YOUR TASK =
Return each line of the entries that holds the string "only".

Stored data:
┄┄┄┄┄┄

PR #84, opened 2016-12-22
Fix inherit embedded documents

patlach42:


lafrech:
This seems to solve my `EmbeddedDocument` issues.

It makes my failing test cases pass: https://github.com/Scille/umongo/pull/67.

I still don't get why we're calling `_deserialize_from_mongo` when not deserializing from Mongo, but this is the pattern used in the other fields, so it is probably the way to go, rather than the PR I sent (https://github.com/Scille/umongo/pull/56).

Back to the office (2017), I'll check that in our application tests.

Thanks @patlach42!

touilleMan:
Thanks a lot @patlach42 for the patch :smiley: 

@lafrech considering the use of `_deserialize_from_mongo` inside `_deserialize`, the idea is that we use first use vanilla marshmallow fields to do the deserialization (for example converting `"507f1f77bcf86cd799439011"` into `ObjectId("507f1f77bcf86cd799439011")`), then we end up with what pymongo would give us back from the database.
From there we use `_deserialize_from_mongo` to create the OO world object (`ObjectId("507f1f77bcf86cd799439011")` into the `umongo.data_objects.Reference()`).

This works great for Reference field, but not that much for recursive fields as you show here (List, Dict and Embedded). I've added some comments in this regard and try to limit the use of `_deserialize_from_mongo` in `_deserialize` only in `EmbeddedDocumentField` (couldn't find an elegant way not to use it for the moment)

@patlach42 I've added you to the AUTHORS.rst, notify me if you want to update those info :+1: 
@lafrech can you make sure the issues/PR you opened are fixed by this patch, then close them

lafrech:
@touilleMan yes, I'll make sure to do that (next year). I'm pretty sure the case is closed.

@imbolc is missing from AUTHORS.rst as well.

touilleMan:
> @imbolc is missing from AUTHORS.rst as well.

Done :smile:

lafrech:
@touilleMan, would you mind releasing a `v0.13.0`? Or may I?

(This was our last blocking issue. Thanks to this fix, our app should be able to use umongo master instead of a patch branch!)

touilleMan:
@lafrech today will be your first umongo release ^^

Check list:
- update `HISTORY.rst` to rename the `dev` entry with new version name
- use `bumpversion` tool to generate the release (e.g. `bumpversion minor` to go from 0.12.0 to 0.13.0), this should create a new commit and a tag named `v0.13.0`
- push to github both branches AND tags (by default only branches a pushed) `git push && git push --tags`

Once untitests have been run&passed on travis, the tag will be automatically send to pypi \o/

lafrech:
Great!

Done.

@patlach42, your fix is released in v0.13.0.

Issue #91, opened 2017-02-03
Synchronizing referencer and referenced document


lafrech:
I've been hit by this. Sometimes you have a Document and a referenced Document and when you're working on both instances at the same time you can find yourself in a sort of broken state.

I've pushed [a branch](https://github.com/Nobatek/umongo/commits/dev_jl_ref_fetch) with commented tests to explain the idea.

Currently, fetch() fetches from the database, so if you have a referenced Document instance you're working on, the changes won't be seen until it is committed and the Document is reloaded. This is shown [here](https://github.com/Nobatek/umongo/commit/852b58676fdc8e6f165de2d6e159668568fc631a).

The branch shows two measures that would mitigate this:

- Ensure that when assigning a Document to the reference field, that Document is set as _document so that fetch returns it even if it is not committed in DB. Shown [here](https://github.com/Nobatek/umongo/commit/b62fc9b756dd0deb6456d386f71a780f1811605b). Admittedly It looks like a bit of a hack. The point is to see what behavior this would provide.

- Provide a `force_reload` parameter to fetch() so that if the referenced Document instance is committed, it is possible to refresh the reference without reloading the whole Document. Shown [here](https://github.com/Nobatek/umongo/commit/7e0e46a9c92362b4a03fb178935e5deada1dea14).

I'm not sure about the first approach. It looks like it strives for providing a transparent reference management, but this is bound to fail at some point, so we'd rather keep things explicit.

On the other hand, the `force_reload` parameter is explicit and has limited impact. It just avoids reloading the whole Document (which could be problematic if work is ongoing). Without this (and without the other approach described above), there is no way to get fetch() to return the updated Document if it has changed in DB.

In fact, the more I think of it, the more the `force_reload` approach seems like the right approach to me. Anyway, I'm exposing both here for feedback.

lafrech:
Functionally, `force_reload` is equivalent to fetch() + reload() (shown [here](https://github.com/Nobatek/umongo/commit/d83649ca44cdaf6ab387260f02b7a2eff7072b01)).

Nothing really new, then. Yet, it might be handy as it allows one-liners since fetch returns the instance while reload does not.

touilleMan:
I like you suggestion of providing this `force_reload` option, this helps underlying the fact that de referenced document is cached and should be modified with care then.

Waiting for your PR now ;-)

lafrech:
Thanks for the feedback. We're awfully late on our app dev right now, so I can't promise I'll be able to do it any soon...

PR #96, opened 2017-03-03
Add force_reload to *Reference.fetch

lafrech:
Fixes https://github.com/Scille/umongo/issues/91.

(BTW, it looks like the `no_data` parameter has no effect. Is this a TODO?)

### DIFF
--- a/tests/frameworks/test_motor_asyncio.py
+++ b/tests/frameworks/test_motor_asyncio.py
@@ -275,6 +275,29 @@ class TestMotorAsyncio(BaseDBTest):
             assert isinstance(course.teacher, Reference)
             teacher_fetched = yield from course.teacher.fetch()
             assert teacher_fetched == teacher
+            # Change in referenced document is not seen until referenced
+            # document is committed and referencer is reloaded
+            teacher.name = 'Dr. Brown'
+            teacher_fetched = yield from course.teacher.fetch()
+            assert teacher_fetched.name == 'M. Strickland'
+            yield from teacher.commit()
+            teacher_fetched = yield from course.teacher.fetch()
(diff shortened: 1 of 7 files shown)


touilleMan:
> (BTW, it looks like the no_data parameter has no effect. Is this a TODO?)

┄┄┄┄┄┄

FINISHED TASK =
This works great for Reference field, but not that much for recursive fields as you show here (List, Dict and Embedded). I've added some comments in this regard and try to limit the use of `_deserialize_from_mongo` in `_deserialize` only in `EmbeddedDocumentField` (couldn't find an elegant way not to use it for the moment)
- push to github both branches AND tags (by default only branches a pushed) `git push && git push --tags`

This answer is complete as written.